大陸法係國家和地區建立的產品責任懲罰性賠償製度還存在各種各樣的爭議,也存在著各種缺陷,但值得欣慰的是,大陸法係國家和地區已經關注到該製度所體現的價值,並正在著手加以引進,這無疑證明了該製度的光明前景。
三、我國立法規定及評析
(一)我國產品責任懲罰性賠償數額評析
2009年《食品安全法》的出台,加重了食品藥品領域的產品責任人的責任。

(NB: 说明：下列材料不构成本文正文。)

Issue #3679, opened 2020-12-25
Avoiding Exception "Check failed: (best_split_info.right_count) > (0) at ..." with a regression task


ch3rn0v:
## How you are using LightGBM?
* Python package

## Environment info

* Operating System: Ubuntu 20.04.1 LTS
* Python version: 3.8.5
* GCC 7.3.0
* LightGBM version or commit hash: 3.1.1

## Steps to reproduce

1. In jupyter lab's notebook, prepare train and validation datasets. (They are huge and private, so can't share a reproducible example).
2. Train lgbm with the data with different sets of features.
3. Observe an exception looking like this:

`Check failed: (best_split_info.right_count) > (0) at [...]`
Sometimes it says `left_count` instead of `right_count`.
Other times it doesn't occur at all, depending on the features I use.

## Other details

Apparently this is the start of the piece of code initiating the exception: https://github.com/microsoft/LightGBM/blob/master/src/treelearner/serial_tree_learner.cpp#L652.

I tried setting `min_data_in_leaf` to a value greater than zero. It helps sometimes, but not reliably. Same with `feature_fraction`. I also tried changing `min_sum_hessian_in_leaf`, to no avail. Also tried setting `min_data_in_leaf` and `min_sum_hessian_in_leaf` simultaneously, no difference.

This (or a similar) issue is mentioned a few times here:
- https://stackoverflow.com/questions/60161691/best-split-info-check-failure-encountered-while-fitting-lightgbm-classifier
- https://github.com/microsoft/LightGBM/issues/3603
- https://github.com/microsoft/LightGBM/issues/2742

None of them suggests an approach that allowed me to avoid these exceptions. Would you please share any ideas how to fix this, or at least why does this issue happen at all? If I understand correctly, one could simply trim the split leading to this error and stop branching further. Please correct me if I'm wrong. Thank you.

guolinke:
you can use larger `min_data_per_leaf` or `min_hessian_per_leaf`.

ch3rn0v:
>you can use larger `min_data_per_leaf` or `min_hessian_per_leaf`
Sure, I tried a few values. If I increase these too much though it results in the model being under-fitted.

I use `"regression"` as the value for the `"objective"` param. Metric is `"l1"`.

>you may use the sample weight?

Do you mean specifying different weights for different samples? If so, I do not use this in the example we are discussing here.

Thank you very much for the rapid reply!

guolinke:
[...]

PR #4725, opened 2021-10-27
Always respect forced splits, even when feature_fraction < 1.0 (fixes #4601)

### LINKED ISSUE #4601: Using feature_fraction and forced splits together can cause training failures
## Description

Using forced splits together with `feature_fraction` can lead to the following error

> [LightGBM] [Fatal] Check failed: (best_split_info.left_count) > (0) at treelearner/serial_tree_learner.cpp, line 653 .

I've found that this error:

* does not occur if using `feature_fraction=1.0` (the default)
* occurs randomly (even with a fixed dataset and setting `random_state` and `feature_fraction_seed`)
* tends to less often with more verbose logging (i.e. occurs less frequently with `verbose = -10` and least frequently with `verbose = 10`
* occurs even for datasets where the number of samples is well below `bin_construct_sample_cnt`

## Reproducible example

<details><summary>R example (click me)</summary>

The code below using the built-in `Chickweight` dataset can be used to reproduce this issue.

Trying different combinations of settings for parameters `VERBOSITY`, `FEATURE_FRACTION` and `USE_FORCED_SPLITS`, I found the following results.

*different settings of verbose*

```text
---- forced_splits=TRUE, feature_fraction=0.600000, verbose=10---
5 out of 10 succeeded
6 out of 10 succeeded
4 out of 10 succeeded
7 out of 10 succeeded
7 out of 10 succeeded

---- forced_splits=TRUE, feature_fraction=0.600000, verbose=1 ---
0 out of 10 succeeded
0 out of 10 succeeded
0 out of 10 succeeded
1 out of 10 succeeded
0 out of 10 succeeded

---- forced_splits=TRUE, feature_fraction=0.600000, verbose=0 ---
0 out of 10 succeeded
0 out of 10 succeeded
0 out of 10 succeeded
2 out of 10 succeeded
0 out of 10 succeeded

---- forced_splits=TRUE, feature_fraction=0.600000, verbose=-10 ---
0 out of 10 succeeded
1 out of 10 succeeded
0 out of 10 succeeded
0 out of 10 succeeded
0 out of 10 succeeded
```

*different settings of feature fraction (NOTE: this dataset only has 3 features)*

```text
---- forced_splits=TRUE, feature_fraction=0.400000, verbose=10 ---
0 out of 10 succeeded
0 out of 10 succeeded
0 out of 10 succeeded
0 out of 10 succeeded
0 out of 10 succeeded

---- forced_splits=TRUE, feature_fraction=0.600000, verbose=10 ---
8 out of 10 succeeded
6 out of 10 succeeded
6 out of 10 succeeded
4 out of 10 succeeded
6 out of 10 succeeded

---- forced_splits=TRUE, feature_fraction=0.800000, verbose=10 ---
5 out of 10 succeeded
9 out of 10 succeeded
8 out of 10 succeeded
8 out of 10 succeeded
8 out of 10 succeeded

---- forced_splits=TRUE, feature_fraction=0.800000, verbose=10 ---
10 out of 10 succeeded
10 out of 10 succeeded
10 out of 10 succeeded
10 out of 10 succeeded
10 out of 10 succeeded
```

```r
library(data.table)
library(lightgbm)

set.seed(321)

VERBOSITY <- 10L
FEATURE_FRACTION <- 0.6
USE_FORCED_SPLITS <- TRUE

data(ChickWeight)
trainDT <- data.table::as.data.table(ChickWeight)
target <- trainDT[["weight"]]
X <- data.matrix(trainDT[, .(Time, Chick, Diet)])

string = paste0('{
  "feature": 0,
  "threshold": 10.0,
  "right": {
    "feature": 0,
    "threshold": 16.0
  }
}')

write(string, file = "forced_split.json")

string = paste0('[
    {
        "feature": 0,
        "bin_upper_bound": [ 10.0, 16.0]
    }
]')

write(string, file = "forcedbins.json")

train_ds <- lgb.Dataset(
    data = X
    , label = target
    , params = list(
        forcedbins_filename = "forcedbins.json"
        , min_data_in_leaf = 1
    )
)

params <- list(
    objective = "regression"
    , feature_fraction = FEATURE_FRACTION
    , num_iterations = 10
    , num_leaves = 8
    , random_state = 708
    , feature_fraction_seed = 708
)

if (USE_FORCED_SPLITS) {
    params[["forcedsplits_filename"]] <- "forced_split.json"
}

# fails randomly, even setting random_state and feature_fraction_seed
results <- sapply(
    X = seq_len(10L)
    , FUN = function(...) {
        try({
            fit <- lgb.train(
                params = params
                , data = train_ds
                , verbose = VERBOSITY
            )
            return(1)
        })
        return(0)
    }
)
num_successes <- sum(results)
num_attempts <- length(results)
print("")
print(sprintf(
    "---- forced_splits=%s, feature_fraction=%f, verbose=%i---"
    , USE_FORCED_SPLITS
    , FEATURE_FRACTION
    , VERBOSITY
))
print(paste0(num_successes, " out of ", num_attempts, " succeeded"))
```

*whether or not feature_fraction is used (using settings of other params which led to the most errors)*

```text
---- forced_splits=TRUE, feature_fraction=0.400000, verbose=-1---
0 out of 10 succeeded
0 out of 10 succeeded
0 out of 10 succeeded
0 out of 10 succeeded
0 out of 10 succeeded

---- forced_splits=FALSE, feature_fraction=0.400000, verbose=-1---
10 out of 10 succeeded
10 out of 10 succeeded
10 out of 10 succeeded
10 out of 10 succeeded
10 out of 10 succeeded
```

</details>

I haven't been able to reproduce this issue in the Python package yet, although I'm not sure if it's R-specific.

<details><summary>Python example code (click me)</summary>

My attempt to replicate the R example in Python. For a variety of settings of `VERBOSITY` and `FEATURE_FRACTION`, I have not been able to replicate the errors observed in R.

Maybe there is some dataset-specific characteristic that's significant. One way to try to make this an even tighter comparison would be to write the `ChickWeight` data from the R package out to a CSV file and read that data into Python.

```python
import json
import lightgbm as lgb
import pandas as pd
import numpy as np

VERBOSITY = -10
FEATURE_FRACTION = 0.2
USE_FORCED_SPLITS = True

X, target = make_regression(
    n_samples=1_000,
    n_features=3,
    n_informative=1,
    random_state=321
)

threshold1 = np.percentile(X[:, 0], 0.4)
threshold2 = np.percentile(X[:, 0], 0.9)

forced_split = {
    "feature": 0,
    "threshold": threshold1,
    "right": {
        "feature": 0,
        "threshold": threshold2
    }
}
with open("forced_split.json", "w") as f:
    f.write(json.dumps(forced_split))
    
forced_bins = [
    {
        "feature": 0,
        "bin_upper_bound": [threshold1, threshold2]
    }
]
with open("forcedbins.json", "w") as f:
    f.write(json.dumps(forced_bins))
    
train_ds = lgb.Dataset(
    data=X,
    label=target,
    params={
        "forcedbins_filename": "forcedbins.json",
        "min_data_in_leaf": 1
    }
)

params = {
    "objective": "regression",
    "feature_fraction": FEATURE_FRACTION,
    "num_iterations": 10,
    "num_leaves": 8,
    "random_state": 708,
    "feature_fraction_seed": 708,
    "verbose": VERBOSITY
}

if USE_FORCED_SPLITS:
    params["forcedsplits_filename"] = "forced_split.json"
    
successes = 0
attempts = 0
for i in range(10):
    attempts += 1
    try:
        bst = lgb.train(
            params=params,
            train_set=train_ds,
        )
        successes += 1
    except Exception as err:
        print(err)

print(f"---- forced_splits={USE_FORCED_SPLITS}, feature_fraction={round(FEATURE_FRACTION, 6)}, verbose={VERBOSITY} ---")
print(f"{successes} out of {attempts} succeeded")
```

</details>

## Environment info

LightGBM version or commit hash: latest `master` (https://github.com/microsoft/LightGBM/commit/64f15005040aafa528bbec7f873364d94b7e36a4)

```shell
# R
sh build-cran-package.sh
R CMD INSTALL lightgbm_3.2.1.9.tar.gz

# python
cd python-package
python setup.py install
```

<details><summary>output of R sessionInfo() (click me)</summary>

```text
R version 4.1.0 (2021-05-18)
Platform: x86_64-apple-darwin17.0 (64-bit)
Running under: macOS Mojave 10.14.6

Matrix products: default
BLAS:   /Library/Frameworks/R.framework/Versions/4.1/Resources/lib/libRblas.dylib
LAPACK: /Library/Frameworks/R.framework/Versions/4.1/Resources/lib/libRlapack.dylib

locale:
[1] en_US.UTF-8/en_US.UTF-8/en_US.UTF-8/C/en_US.UTF-8/en_US.UTF-8

attached base packages:
[1] stats     graphics  grDevices utils     datasets  methods   base

[1] compiler_4.1.0
```

</details>

<details><summary>output of 'conda info' (click me)</summary>

```text
     active environment : None
       user config file : /Users/jlamb/.condarc
 populated config files : /Users/jlamb/.condarc
          conda version : 4.10.3
    conda-build version : not installed
         python version : 3.8.8.final.0
       virtual packages : __osx=10.14.6=0
                          __unix=0=0
                          __archspec=1=x86_64
       base environment : /Users/jlamb/miniconda3  (writable)
      conda av data dir : /Users/jlamb/miniconda3/etc/conda
  conda av metadata url : None
           channel URLs : https://conda.anaconda.org/conda-forge/osx-64
                          https://conda.anaconda.org/conda-forge/noarch
                          https://repo.anaconda.com/pkgs/main/osx-64
                          https://repo.anaconda.com/pkgs/main/noarch
                          https://repo.anaconda.com/pkgs/r/osx-64
                          https://repo.anaconda.com/pkgs/r/noarch
          package cache : /Users/jlamb/miniconda3/pkgs
                          /Users/jlamb/.conda/pkgs
       envs directories : /Users/jlamb/miniconda3/envs
                          /Users/jlamb/.conda/envs
               platform : osx-64
             user-agent : conda/4.10.3 requests/2.25.1 CPython/3.8.8 Darwin/18.7.0 OSX/10.14.6
                UID:GID : 501:20
             netrc file : None
           offline mode : False
```

</details>

## Additional Comments

Created based on the example code provided in https://github.com/microsoft/LightGBM/issues/4591#issuecomment-914688417.

The fact that more verbose logging leads to this error occurring less often is very surprising to me. The only explanations I can think of for this are:

a. there is a race condition somewhere in LightGBM and adding more logging slows LightGBM down enough to reduce the risk of hitting it
b. something else about the logging code causes a sync-up in otherwise asynchronous code

It would probably be useful to investigate this race condition idea further by running the reproducible examples above under different values of `num_threads`.

tongwu-msft:
Fixes #4601.

Root cause for this issue: The histogram for the force split feature might not construct if feature_fraction < 1.0. And it would failed at SplitInner.

- Only col-wise histogram construction impacted.  row-wise histogram construction would go through all features.
- Only force split settings gain > 0 impacted. If no gain for force_split leaf, the force_split settings would be auto ignored.

### DIFF
--- a/src/treelearner/serial_tree_learner.cpp
+++ b/src/treelearner/serial_tree_learner.cpp
@@ -323,22 +323,29 @@ bool SerialTreeLearner::BeforeFindBestSplit(const Tree* tree, int left_leaf, int
 
 void SerialTreeLearner::FindBestSplits(const Tree* tree) {
   std::vector<int8_t> is_feature_used(num_features_, 0);
-  #pragma omp parallel for schedule(static, 256) if (num_features_ >= 512)
+#pragma omp parallel for schedule(static, 256) if (num_features_ >= 512)
   for (int feature_index = 0; feature_index < num_features_; ++feature_index) {
     if (!col_sampler_.is_feature_used_bytree()[feature_index]) continue;
     if (parent_leaf_histogram_array_ != nullptr
-        && !parent_leaf_histogram_array_[feature_index].is_splittable()) {
+      && !parent_leaf_histogram_array_[feature_index].is_splittable()) {
       smaller_leaf_histogram_array_[feature_index].set_is_splittable(false);
       continue;
     }
     is_feature_used[feature_index] = 1;
   }
+
+  FindBestSplits(tree, is_feature_used);
+}
+
+void SerialTreeLearner::FindBestSplits(const Tree* tree, const std::vector<int8_t>& is_feature_used)
+{
   bool use_subtract = parent_leaf_histogram_array_ != nullptr;
 
 #ifdef USE_CUDA
   if (LGBM_config_::current_learner == use_cpu_learner) {
     SerialTreeLearner::ConstructHistograms(is_feature_used, use_subtract);
-  } else {
+  }
+  else {
     ConstructHistograms(is_feature_used, use_subtract);
   }
 #else
@@ -463,11 +470,8 @@ int32_t SerialTreeLearner::ForceSplits(Tree* tree, int* left_leaf,
   std::unordered_map<int, SplitInfo> forceSplitMap;
   q.push(std::make_pair(left, *left_leaf));
   while (!q.empty()) {
-    // before processing next node from queue, store info for current left/right leaf
-    // store "best split" for left and right, even if they might be overwritten by forced split
-    if (BeforeFindBestSplit(tree, *left_leaf, *right_leaf)) {
-      FindBestSplits(tree);
-    }
+    FindBestSplitsForForceSplitLeaf(tree, left_leaf, right_leaf, left, right);
+
     // then, compute own splits
     SplitInfo left_split;
     SplitInfo right_split;
@@ -559,6 +563,31 @@ int32_t SerialTreeLearner::ForceSplits(Tree* tree, int* left_leaf,
     ++result_count;
   }
   return result_count;
+}
+
+void SerialTreeLearner::FindBestSplitsForForceSplitLeaf(Tree* tree, int* left_leaf, int* right_leaf, Json left_force_split_leaf_setting, Json right_force_split_leaf_setting)
+{
+  // before processing next node from queue, store info for current left/right leaf
+  // store "best split" for left and right, even if they might be overwritten by forced split
+  if (BeforeFindBestSplit(tree, *left_leaf, *right_leaf)) {
+    std::vector<int8_t> is_feature_used(num_features_, 0);
+
+    if (!left_force_split_leaf_setting.is_null()) {
+      const int left_feature = left_force_split_leaf_setting["feature"].int_value();
+      const int left_inner_feature_index = train_data_->InnerFeatureIndex(left_feature);
+
+      is_feature_used[left_inner_feature_index] = 1;
+    }
+
+    if (!right_force_split_leaf_setting.is_null()) {
+      const int right_feature = right_force_split_leaf_setting["feature"].int_value();
+      const int right_inner_feature_index = train_data_->InnerFeatureIndex(right_feature);
+
+      is_feature_used[right_inner_feature_index] = 1;
+    }
+
+    FindBestSplits(tree, is_feature_used);
+  }
 }
 
 void SerialTreeLearner::SplitInner(Tree* tree, int best_leaf, int* left_leaf,
--- a/src/treelearner/serial_tree_learner.cpp
+++ b/src/treelearner/serial_tree_learner.cpp
@@ -322,10 +322,15 @@ bool SerialTreeLearner::BeforeFindBestSplit(const Tree* tree, int left_leaf, int
 }
 
 void SerialTreeLearner::FindBestSplits(const Tree* tree) {
+  FindBestSplits(tree, nullptr);
+}
+
+void SerialTreeLearner::FindBestSplits(const Tree* tree, const std::set<int>* force_features)
+{
   std::vector<int8_t> is_feature_used(num_features_, 0);
 #pragma omp parallel for schedule(static, 256) if (num_features_ >= 512)
   for (int feature_index = 0; feature_index < num_features_; ++feature_index) {
-    if (!col_sampler_.is_feature_used_bytree()[feature_index]) continue;
+    if (!col_sampler_.is_feature_used_bytree()[feature_index] && (force_features == nullptr || force_features->find(feature_index) == force_features->end())) continue;
     if (parent_leaf_histogram_array_ != nullptr
       && !parent_leaf_histogram_array_[feature_index].is_splittable()) {
       smaller_leaf_histogram_array_[feature_index].set_is_splittable(false);
@@ -334,11 +339,6 @@ void SerialTreeLearner::FindBestSplits(const Tree* tree) {
     is_feature_used[feature_index] = 1;
   }
 
-  FindBestSplits(tree, is_feature_used);
-}
-
-void SerialTreeLearner::FindBestSplits(const Tree* tree, const std::vector<int8_t>& is_feature_used)
-{
   bool use_subtract = parent_leaf_histogram_array_ != nullptr;
 
 #ifdef USE_CUDA
@@ -570,23 +570,21 @@ void SerialTreeLearner::FindBestSplitsForForceSplitLeaf(Tree* tree, int* left_le
   // before processing next node from queue, store info for current left/right leaf
   // store "best split" for left and right, even if they might be overwritten by forced split
   if (BeforeFindBestSplit(tree, *left_leaf, *right_leaf)) {
-    std::vector<int8_t> is_feature_used(num_features_, 0);
+    std::set<int> force_features;
 
     if (!left_force_split_leaf_setting.is_null()) {
       const int left_feature = left_force_split_leaf_setting["feature"].int_value();
       const int left_inner_feature_index = train_data_->InnerFeatureIndex(left_feature);
-
-      is_feature_used[left_inner_feature_index] = 1;
+      force_features.insert(left_inner_feature_index);
     }
 
     if (!right_force_split_leaf_setting.is_null()) {
       const int right_feature = right_force_split_leaf_setting["feature"].int_value();
       const int right_inner_feature_index = train_data_->InnerFeatureIndex(right_feature);
-
-      is_feature_used[right_inner_feature_index] = 1;
+      force_features.insert(right_inner_feature_index);
     }
 
-    FindBestSplits(tree, is_feature_used);
+    FindBestSplits(tree, &force_features);
   }
 }
 
--- a/src/treelearner/serial_tree_learner.cpp
+++ b/src/treelearner/serial_tree_learner.cpp
@@ -468,7 +468,7 @@ int32_t SerialTreeLearner::ForceSplits(Tree* tree, int* left_leaf,
   std::unordered_map<int, SplitInfo> forceSplitMap;
   q.push(std::make_pair(left, *left_leaf));
 
-  // Histogram construction require parent features. 
+  // Histogram construction require parent features.
   std::set<int> force_split_features = FindAllForceFeatures(*forced_split_json_);
   while (!q.empty()) {
     if (BeforeFindBestSplit(tree, *left_leaf, *right_leaf)) {
--- a/src/treelearner/serial_tree_learner.cpp
+++ b/src/treelearner/serial_tree_learner.cpp
@@ -467,8 +467,13 @@ int32_t SerialTreeLearner::ForceSplits(Tree* tree, int* left_leaf,
   bool left_smaller = true;
   std::unordered_map<int, SplitInfo> forceSplitMap;
   q.push(std::make_pair(left, *left_leaf));
+
+  // Histogram construction require parent features. 
+  std::set<int> force_split_features = FindAllForceFeatures(*forced_split_json_);
   while (!q.empty()) {
-    FindBestSplitsForForceSplitLeaf(tree, left_leaf, right_leaf, left, right);
+    if (BeforeFindBestSplit(tree, *left_leaf, *right_leaf)) {
+      FindBestSplits(tree, &force_split_features);
+    }
 
     // then, compute own splits
     SplitInfo left_split;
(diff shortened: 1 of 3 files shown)


tests/python_package_test/test_engine.py
```diff
@@ -2887,3 +2888,33 @@ def hook(obj):
...
+    params = {
+        "objective": "regression",
+        "feature_fraction": 0.6,
+        "force_col_wise": True,
+        "feature_fraction_seed": 1,
+        "forcedsplits_filename": tmp_split_file
+    }
+
+    gbm = lgb.train(params, lgb_train)
+    treesDf = gbm.trees_to_dataframe()
```
StrikerRUS, line 2916: `trees_to_dataframe()` method requires that the `pandas` package should be installed. And `pandas` isn't a hard dependency of the LightGBM Python-package. So, this test should be skipped in case of `pandas` isn't installed.
https://github.com/microsoft/LightGBM/blob/d130bb198b2b9520f0eb6d2a2be3ca1b3bd22c42/tests/python_package_test/test_engine.py#L2505
https://github.com/microsoft/LightGBM/blob/d130bb198b2b9520f0eb6d2a2be3ca1b3bd22c42/python-package/setup.py#L338-L343
#4638

Given that the purpose of this test is to ensure correct behavior of core LightGBM functionality with `feature_fraction` and `forcedsplits_filename` parameters, and `trees_to_dataframe()` method is used only to ease the check of produced results, I suggest to drop the usage of `trees_to_dataframe()` and run this important test unconditionally to the `pandas` installation. This can be achieved by parsing the output of `dump_model()` method directly.

StrikerRUS (changes requested):

tests/python_package_test/test_engine.py
tongwu-msft: Thanks, updated to dump_model()

src/treelearner/serial_tree_learner.cpp
```diff
@@ -322,17 +323,22 @@ bool SerialTreeLearner::BeforeFindBestSplit(const Tree* tree, int left_leaf, int
 }
 
 void SerialTreeLearner::FindBestSplits(const Tree* tree) {
+  FindBestSplits(tree, nullptr);
+}
+
+void SerialTreeLearner::FindBestSplits(const Tree* tree, const std::set<int>* force_features) {
   std::vector<int8_t> is_feature_used(num_features_, 0);
-  #pragma omp parallel for schedule(static, 256) if (num_features_ >= 512)
+#pragma omp parallel for schedule(static, 256) if (num_features_ >= 512)
```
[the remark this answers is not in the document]
jameslamb: Thanks, but I still see several white-space only changes at https://github.com/microsoft/LightGBM/pull/4725/files.

For example:

image

Maybe you have some settings in your local editor that is automatically making changes on save?

tests/python_package_test/test_engine.py
```diff
@@ -2887,3 +2888,30 @@ def hook(obj):
...
+
+    params = {
+        "objective": "regression",
+        "feature_fraction": 0.6,
+        "force_col_wise": True,
+        "feature_fraction_seed": 1,
+        "forcedsplits_filename": "forced_split.json"
+    }
+
+    gbm = lgb.train(params, lgb_train)
```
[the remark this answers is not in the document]
jameslamb: oooo interesting!! I didn't consider that fact that the choice of col-wise vs. row-wise histogram construction could be a source of randomness for small datasets (because the timing differences are so small). Thanks very much for explaining that.

But this PR is intended to FIX #4601, regardless of whether or not `force_col_wise=True`, right? I think that's the ideal behavior, since the setting of `force_col_wise` should just be an optimization and not impact the correctness of results or risk of errors.

If it is, then I think the unit tests should be testing once with `force_col_wise=True` and once with `force_row_wise=True`.

tests/python_package_test/test_engine.py
```diff
@@ -2887,3 +2888,37 @@ def hook(obj):
     dumped_model_str = str(bst.dump_model(5, 0, object_hook=hook))
     assert "leaf_value" not in dumped_model_str
     assert "LV" in dumped_model_str
+
+
+def test_force_split_with_feature_fraction(tmp_path):
+    def check_force_splits(dumped_model):
```
jameslamb, line 2894: Since this is called only one time, inside this one test case, I don't think there's any added benefit to encapsulating this code in a function. To eliminate some indirection and make the test a bit easier for others to understand, can you please just include this code at the bottom of this test case?

```python
# ensure every tree used this split
tree_info = gbm.dump_model()["tree_info"]
assert len(tree_info) > 1
for tree in tree_info:
    tree_structure = tree["tree_structure"]
    assert tree_structure['split_feature'] == 0
```

jameslamb (changes requested):
Thanks for the changes. Please see a few suggestions I left about the tests. I think it's important to test with `force_col_wise=true` and `force_row_wise=true` to be confident that this fixes #4601.

tests/python_package_test/test_engine.py
tongwu-msft: Thanks, updated.

jameslamb: Thanks! Can you please also include the `assert len(tree_info) > 1` from my suggestion?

該法第96條規定:“違反本法規定,造成人身、財產或者其他損害的,依法承擔賠償責任。生產不符合食品安全標準的食品或者銷售明知是不符合食品安全標準的食品,消費者除要求賠償損失外,還可以向生產者或者銷售者要求支付價款十倍的賠償金。”該規定相比較之前較早的《消費者權益保護法》而言,有兩點進步之處:第一,《消費者權益保護法》第49條“雙倍價款返還”的條款適用的前提是經營者與消費者之間必須存在合同關係,也即假如第三方使用了產品而造成損害,但如果其不能舉證證明其與經營者之間存在直接的合同關係,該第三方消費者同樣得不到任何賠償的。而《食品安全法》則不再強調食品生產者或銷售者與消費者之間須存在合同關係,這點也是符合產品責任懲罰性賠償的要件之一的。第二,《消費者權益保護法》第49條認為,隻要經營者有欺詐行為,那麼即使行為對消費者未造成任何損害後果,也應適用該條款。事實上,侵權責任的適用前提是侵權行為必須造成一定的損害後果。而《食品安全法》規定了適用十倍賠償的前提是消費者消費後產生了一定的損害後果,但對於該損害後果的大小則不過問。這也是符合產品責任懲罰性賠償的構成要件之一的。
而《侵權責任法》則在《食品安全法》規定的基礎上進一步規定了統領整個產品責任領域的懲罰性賠償製度。該法第47條中明確規定:“明知產品存在缺陷仍然生產、銷售,造成他人死亡或者健康嚴重損害的,被侵權人有權請求相應的懲罰性賠償。”首先,該法條規定了被侵權人有權提起懲罰性賠償的前提是產品責任人在主觀上須是“明知”,即故意,實際上是借鑒了懲罰性賠償製度比較成熟的國家——美國的做法。但結合我國國情而言,未免太過苛刻,而且關於這種“明知”的舉證責任的歸屬問題亦未加以提及。如果是過錯歸責原則,那麼在現實中,作為弱勢一方的消費者是無法也是不可能有能力對產品責任人主觀狀態加以舉證的。其次,產品缺陷須造成死亡或健康嚴重損害這兩種結果,關於其中的“健康”應作何解釋,是僅指肌體上健康抑或還需包含受害人的精神健康利益在內,尚待司法解釋予以規定。第三,該條僅規定了生產者、銷售者為承擔責任的主體,那麼倉儲者是否應承擔責任?依《侵權責任法》第44條的規定:“因運輸者、倉儲者等第三人的過錯使產品存在缺陷,造成他人損害的,產品的生產者、銷售者賠償後,有權向第三人追償。”可見,從便利受害者責任追償的角度看,倉儲者由於其中間商的地位,在實際追償過程中較難追責,因此該條規定限定了產品責任懲罰性賠償的責任主體僅為生產者、銷售者較為妥當。最後,該條款僅籠統地規定了“在產品缺陷致人損害後,被侵權人有權請求相應的懲罰性賠償”,至於何謂“相應的懲罰性賠償”應如何理解、具體懲罰性賠償數額的認定問題,尚需立法機關的權威解釋,但如果不能確定產品責任領域內懲罰性賠償金的具體數額,那麼該製度的實施價值顯然會大打折扣的。